| Activity |
Print the listing below exactly, leaving nothing out.

━━━━━━━━━━

PR #4975, opened 2021-07-02
upload-release.pl: add aarch64-darwin

domenkozar:


edolstra:
Actually this PR isn't needed because releases are made using upload-release.pl from master.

━━━━━━━━━━

| Task answer |
PR #4975, opened 2021-07-02
upload-release.pl: add aarch64-darwin

domenkozar:


edolstra:
Actually this PR isn't needed because releases are made using upload-release.pl from master.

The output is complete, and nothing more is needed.